= Language resource =

Linguistic material used for various types of language research and processing

In linguistics and language technology, a language resource is a "[composition] of linguistic material used in the construction, improvement and/or evaluation of language processing applications, (...) in language and language-mediated research studies and applications."

According to Bird & Simons (2003), this includes

1. data, i.e. "any information that documents or describes a language, such as a published monograph, a computer data file, or even a shoebox full of handwritten index cards. The information could range in content from unanalyzed sound recordings to fully transcribed and annotated texts to a complete descriptive grammar",
2. tools, i.e., "computational resources that facilitate creating, viewing, querying, or otherwise using language data", and
3. advice, i.e., "any information about what data sources are reliable, what tools are appropriate in a given situation, what practices to follow when creating new data". The latter aspect is usually referred to as "best practices" or "(community) standards".

In a narrower sense, language resource is specifically applied to resources that are available in digital form, and then, "encompassing (a) data sets (textual, multimodal/multimedia and lexical data, grammars, language models, etc.) in machine readable form, and (b) tools/technologies/services used for their processing and management".

== Typology ==
As of May 2020, no widely used standard typology of language resources has been established (current proposals include the LREMap, METASHARE, and, for data, the LLOD classification). Important classes of language resources include

1. data
  1. lexical resources, e.g., machine-readable dictionaries,
  2. linguistic corpora, i.e., digital collections of natural language data,
  3. linguistic data bases such as the Cross-Linguistic Linked Data collection,
2. tools
  1. linguistic annotations and tools for creating such annotations in a manual or semiautomated fashion (e.g., tools for annotating interlinear glossed text such as Toolbox and FLEx, or other language documentation tools),
  2. applications for search and retrieval over such data (corpus management systems), for automated annotation (part-of-speech tagging, syntactic parsing, semantic parsing, etc.),
3. metadata and vocabularies
  1. vocabularies, repositories of linguistic terminology and language metadata, e.g., MetaShare (for language resource metadata), the ISO 12620 data category registry (for linguistic features, data structures and annotations within a language resource), or the Glottolog database (identifiers for language varieties and bibliographical database).

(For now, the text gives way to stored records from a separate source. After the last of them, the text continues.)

PR #334, opened 2021-12-09
Reverted the inner loop of RSA keygen to retry when TOO_MANY_ITERATIONS

nebeid:
### Issues:
Addresses CryptoAlg-908

### Description of changes: 
In the FIPS feedback of the previous commit, it was pointed out a flaw in the logic:
Failing for other reasons than TOO_MANY_ITERATIONS would not allow more retries.
So the original loop in `RSA_generate_key_ex_maybe_fips()` in rsa_impl.c as in 6bdd4c3 is brought back to focus on only retrying keygen when TOO_MANY_ITERATIONS is the reason for failure.

An outer loop is added to test for PCT and have its own number of attempts which covers both keygen and PCT failures. This behaviour now matches that of `EC_KEY_generate_key_fips()`.

### DIFF
--- a/crypto/fipsmodule/rsa/rsa_impl.c
+++ b/crypto/fipsmodule/rsa/rsa_impl.c
@@ -1366,7 +1366,7 @@ static int RSA_generate_key_ex_maybe_fips(RSA *rsa, int bits,
       }
     }
     num_attempts++;
-  } while ((num_attempts < MAX_KEYGEN_ATTEMPTS) && (tmp == NULL));
+  } while ((tmp == NULL) && (num_attempts < MAX_KEYGEN_ATTEMPTS));
 
   if (tmp == NULL) {
     goto out;
--- a/crypto/fipsmodule/rsa/rsa_impl.c
+++ b/crypto/fipsmodule/rsa/rsa_impl.c
@@ -1327,37 +1327,46 @@ static int RSA_generate_key_ex_maybe_fips(RSA *rsa, int bits,
   RSA *tmp = NULL;
   uint32_t err;
   int ret = 0;
+  int failures;
+  int num_attempts = 0;
 
+  do {
   // |rsa_generate_key_impl|'s 2^-20 failure probability is too high at scale,
-  // so we run the FIPS algorithm |MAX_RSA_KEYGEN_ATTEMPTS| times,
-  // bringing it down to 2^-80 when it's equal to 4. We
+  // so we run the FIPS algorithm four times, bringing it down to 2^-80. We
   // should just adjust the retry limit, but FIPS 186-4 prescribes that value
   // and thus results in unnecessary complexity.
-  int failures = 0;
-  do {
-    ERR_clear_error();
-    // Generate into scratch space, to avoid leaving partial work on failure.
-    tmp = RSA_new();
-    if (tmp == NULL) {
-      goto out;
-    }
+  failures = 0;
+    do {
+      ERR_clear_error();
+      // Generate into scratch space, to avoid leaving partial work on failure.
+      tmp = RSA_new();
+      if (tmp == NULL) {
+        goto out;
+      }
 
-    if (rsa_generate_key_impl(tmp, bits, e_value, cb)) {
-      if (check_fips && !RSA_check_fips(tmp)) {
-        failures++;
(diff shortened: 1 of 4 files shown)


crypto/fipsmodule/rsa/rsa_impl.c
```diff
@@ -1327,37 +1327,46 @@ static int RSA_generate_key_ex_maybe_fips(RSA *rsa, int bits,
...
-           ERR_GET_REASON(err) == RSA_R_TOO_MANY_ITERATIONS);
+    // Perform PCT test in the case of FIPS
+    if (tmp) {
+      if (check_fips && !RSA_check_fips(tmp)) {
+        RSA_free(tmp);
+        tmp = NULL;
+      }
+    }
+    num_attempts++;
+  } while ((num_attempts < MAX_KEYGEN_ATTEMPTS) && (tmp == NULL));
```
torben-hansen, line 1369: `tmp != NULL` in almost-all cases. So check that first I guess

crypto/rsa_extra/rsa_test.cc
```diff
@@ -1082,7 +1086,7 @@ TEST(RSADeathTest, KeygenFailOnceAndDie) {
                [](int event, int n, BN_GENCB *cb_ptr) -> int {
                  bool *failed_ptr = static_cast<bool *>(cb_ptr->arg);
                  if (*failed_ptr) {
-                   ADD_FAILURE() << "Callback called multiple times.";
+                     //ADD_FAILURE() << "Callback called multiple times.";
```
torben-hansen, line 1089: Meant to remove?

crypto/rsa_extra/rsa_test.cc
```diff
@@ -1071,7 +1071,11 @@ TEST(RSADeathTest, KeygenFailAndDie) {
   EXPECT_NE(Bytes(der, der_len), Bytes(der3, der3_len));
 }
 
-TEST(RSADeathTest, KeygenFailOnceAndDie) {
+// This is not a death test. It's similar to the test in the non-FIPS case,
+// but because the callback gets called again in the outer loop,
+// this cause of failure is removed.
```
torben-hansen, line 1076: re-write sentence.

crypto/fipsmodule/rsa/rsa_impl.c
```diff
@@ -1327,37 +1327,46 @@ static int RSA_generate_key_ex_maybe_fips(RSA *rsa, int bits,
...
   // and thus results in unnecessary complexity.
-  int failures = 0;
-  do {
-    ERR_clear_error();
-    // Generate into scratch space, to avoid leaving partial work on failure.
-    tmp = RSA_new();
-    if (tmp == NULL) {
-      goto out;
-    }
+  failures = 0;
```
dkostic, line 1338: Nit: indentation

crypto/fipsmodule/rsa/rsa_impl.c
```diff
@@ -1327,37 +1327,46 @@ static int RSA_generate_key_ex_maybe_fips(RSA *rsa, int bits,
...
-    RSA_free(tmp);
-    tmp = NULL;
+      err = ERR_peek_error();
+      RSA_free(tmp);
+      tmp = NULL;
+      failures++;
+
+      // Only retry on |RSA_R_TOO_MANY_ITERATIONS|. This is so a caller-induced
+      // failure in |BN_GENCB_call| is still fatal.
+    } while (failures < 4 && ERR_GET_LIB(err) == ERR_LIB_RSA &&
```
dkostic, line 1358: any particular reason to replace MAX_RSA_KEYGEN_ATTEMPTS with 4?

dkostic (approved):

andrewhop (approved):

crypto/fipsmodule/rsa/rsa_impl.c
nebeid: 4 was originally there, and it makes the probability of failure of `rsa_generate_key_impl` down from 2^{-20} to 2^{-80} as per the original comment. The inner loop is exactly as it was before the PCT iterate-and-abort changes and I think of it as one step of RSA key generation.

== Language resource publication, dissemination and creation ==
A major concern of the language resource community has been to develop infrastructures and platforms to present, discuss and disseminate language resources. Selected contributions in this regard include:
- a series of International Conferences on Language Resources and Evaluation (LREC),
- the European Language Resources Association (ELRA, EU-based), and the Linguistic Data Consortium (LDC, US-based), which represent commercial hosting and dissemination platforms for language resources,
- the Open Languages Archives Community (OLAC), which provides and aggregates language resource metadata,
- the Language Resources and Evaluation Journal (LREJ),
- the European Language Grid is a European platform for language technologies (eg services), data and resources.

As for the development of standards and best practices for language resources, these are subject of several community groups and standardization efforts, including
- ISO Technical Committee 37: Terminology and other language and content resources (ISO/TC 37), developing standards for all aspects of language resources,
- W3C Community Group Best Practices for Multilingual Linked Open Data (BPMLOD), working on best practice recommendations for publishing language resources as Linked Data or in RDF,
- W3C Community Group Linked Data for Language Technology (LD4LT), working on linguistic annotations on the web and language resource metadata,
- W3C Community Group Ontology-Lexica (OntoLex), working on lexical resources,
- the Open Linguistics working group of the Open Knowledge Foundation, working on conventions for publishing and linking open language resources, developing the Linguistic Linked Open Data cloud,
- the Text Encoding Initiative (TEI), working on XML-based specifications for language resources and digitally edited text.